Suggestions have been made as to how carried interest arrangements for more junior employees could be placed in a structure that is acceptable to regulators and offers clarity to the industry. One is to plug existing carried interest plans into employee stock ownership plans (ESOP). Participants would be taxed based on the value of carried interest units when they receive them. For those who join early, valuations would be low because at that point no one knows how much return is likely to be generated. Once the investment period begins, the value of these rights would rise.
"When granted the carried interest unit, an investment professional offers tax based on the fair market value of the unit at the time. It will be on the low side because the fund has not made any investments. Any subsequent distribution from the carried interest unit would be considered personal investment, because tax was paid when the unit was granted," Deloitte's Lau explains.
Best-case scenario?
A climb-down on DIPN 51 is seen as unlikely but most advisors are hopeful of some kind of compromise solution. This doesn't necessarily mean further guidance is required, rather that the IRD does not enforce as aggressively as the document suggests it might. According to several industry participants, the rhetoric is already being dialed back, with the IRD saying it will prioritize cases in which managers are abusing the system by reclassifying management fees as carried interest in order to avoid tax. However, criteria for such actions are unknown.

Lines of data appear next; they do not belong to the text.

PR #402, opened 2023-10-04
[C-Api/Query] use caps property

jaeyun-jung:
Use 'caps' property in appsrc, not caps-filter.

### DIFF
--- a/c/src/ml-api-service-query-client.c
+++ b/c/src/ml-api-service-query-client.c
@@ -134,7 +134,7 @@ ml_service_query_create (ml_option_h option, ml_service_h * h)
   prop = g_string_free (tensor_query_client_prop, FALSE);
   description =
       g_strdup_printf
-      ("appsrc name=srcx ! %s ! tensor_query_client %s name=qcx ! tensor_sink name=sinkx async=false sync=false",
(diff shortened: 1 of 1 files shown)


c/src/ml-api-service-query-client.c
```diff
@@ -134,7 +134,7 @@ ml_service_query_create (ml_option_h option, ml_service_h * h)
   prop = g_string_free (tensor_query_client_prop, FALSE);
   description =
       g_strdup_printf
-      ("appsrc name=srcx ! %s ! tensor_query_client %s name=qcx ! tensor_sink name=sinkx async=false sync=false",
+      ("appsrc name=srcx caps=%s ! tensor_query_client %s name=qcx ! tensor_sink name=sinkx async=false sync=false",
```
gichan-jang, line 137: Why do you change this?

jaeyun-jung: I recommend using caps property when using appsrc, to clearly denote the caps from appsrc. caps-filter may not pass the caps to appsrc in some case.

gichan-jang (approved):
LGTM

anyj0527 (approved):
LGTM✔

PR #410, opened 2023-10-18
[ml-service] Set transaction

gichan-jang:
There is some timing issue to save the changes in DB, set trasnsation for INSERT/UPDATE command.


anyj0527 (approved):
LGTM✔

jaeyun-jung (approved):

"I am not confident we will get any further guidance on this issue and some are questioning whether we need it. If we continue to push for further guidance we may not be happy with the guidance we receive," says Darren Bowdern, a Hong Kong-based tax partner with KPMG. "We don't want to see anything that might really jeopardize the funds industry and make Hong Kong less competitive vis-à-vis Singapore."
Any debate about policy uncertainty in Hong Kong inevitably turns to Singapore - which at present does not tax carried interest, although no definitive statement has been released on the issue - and the chances of PE firms relocated their staff from the former to the latter. While there might be some leakage, the consensus view is that Hong Kong still has enough to recommend itself in terms of geography and human capital.
However, the situation does not inspire confidence in Hong Kong's professed ambition to create a domestic funds industry. It asks questions of the regulatory and political will to make the changes to the limited partnership legislation and accompanying onshore exemption required to make the system work. Moreover, in seeking to re-characterize carried interest as management fees, the territory has deviated from the international norm.
"The question is whether or not this is a good idea in terms of the image that Hong Kong is trying to present," adds Shearman & Sterling's Chen.